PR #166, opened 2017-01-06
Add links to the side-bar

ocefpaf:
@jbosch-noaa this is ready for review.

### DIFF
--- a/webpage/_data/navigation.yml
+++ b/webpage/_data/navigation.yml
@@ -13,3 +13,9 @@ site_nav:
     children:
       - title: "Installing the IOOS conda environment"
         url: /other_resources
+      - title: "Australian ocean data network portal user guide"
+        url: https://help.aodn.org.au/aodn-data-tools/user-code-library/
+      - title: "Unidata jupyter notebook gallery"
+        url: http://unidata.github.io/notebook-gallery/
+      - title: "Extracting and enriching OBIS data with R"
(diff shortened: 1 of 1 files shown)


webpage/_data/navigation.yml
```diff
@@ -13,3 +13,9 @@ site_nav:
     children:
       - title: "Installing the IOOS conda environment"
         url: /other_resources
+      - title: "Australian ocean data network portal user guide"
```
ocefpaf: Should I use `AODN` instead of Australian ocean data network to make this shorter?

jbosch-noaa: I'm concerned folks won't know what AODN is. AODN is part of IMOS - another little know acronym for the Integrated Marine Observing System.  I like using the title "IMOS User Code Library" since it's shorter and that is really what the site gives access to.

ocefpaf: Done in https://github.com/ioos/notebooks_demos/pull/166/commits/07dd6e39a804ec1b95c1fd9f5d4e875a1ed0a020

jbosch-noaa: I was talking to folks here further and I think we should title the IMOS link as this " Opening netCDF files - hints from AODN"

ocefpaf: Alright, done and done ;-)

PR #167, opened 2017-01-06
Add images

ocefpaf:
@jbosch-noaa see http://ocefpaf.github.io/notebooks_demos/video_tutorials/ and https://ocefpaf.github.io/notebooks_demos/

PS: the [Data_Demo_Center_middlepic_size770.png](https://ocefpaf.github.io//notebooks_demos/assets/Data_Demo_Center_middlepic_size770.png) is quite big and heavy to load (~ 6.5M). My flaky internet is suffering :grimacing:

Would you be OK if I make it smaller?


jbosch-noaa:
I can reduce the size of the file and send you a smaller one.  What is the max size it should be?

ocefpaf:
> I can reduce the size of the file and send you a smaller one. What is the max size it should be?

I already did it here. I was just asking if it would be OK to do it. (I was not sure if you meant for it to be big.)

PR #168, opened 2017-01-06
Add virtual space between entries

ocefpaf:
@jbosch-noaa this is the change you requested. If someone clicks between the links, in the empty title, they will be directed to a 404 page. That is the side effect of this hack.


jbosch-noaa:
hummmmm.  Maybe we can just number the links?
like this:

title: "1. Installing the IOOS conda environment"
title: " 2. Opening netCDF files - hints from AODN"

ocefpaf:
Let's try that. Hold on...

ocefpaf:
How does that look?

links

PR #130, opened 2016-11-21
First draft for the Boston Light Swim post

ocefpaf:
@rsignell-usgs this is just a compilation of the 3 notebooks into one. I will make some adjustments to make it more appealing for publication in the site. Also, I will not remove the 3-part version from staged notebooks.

══════════

PROBLEM TO WORK ON: The answer must consist solely of the number of lines in the entries that contain the word "part".

REPLY: 2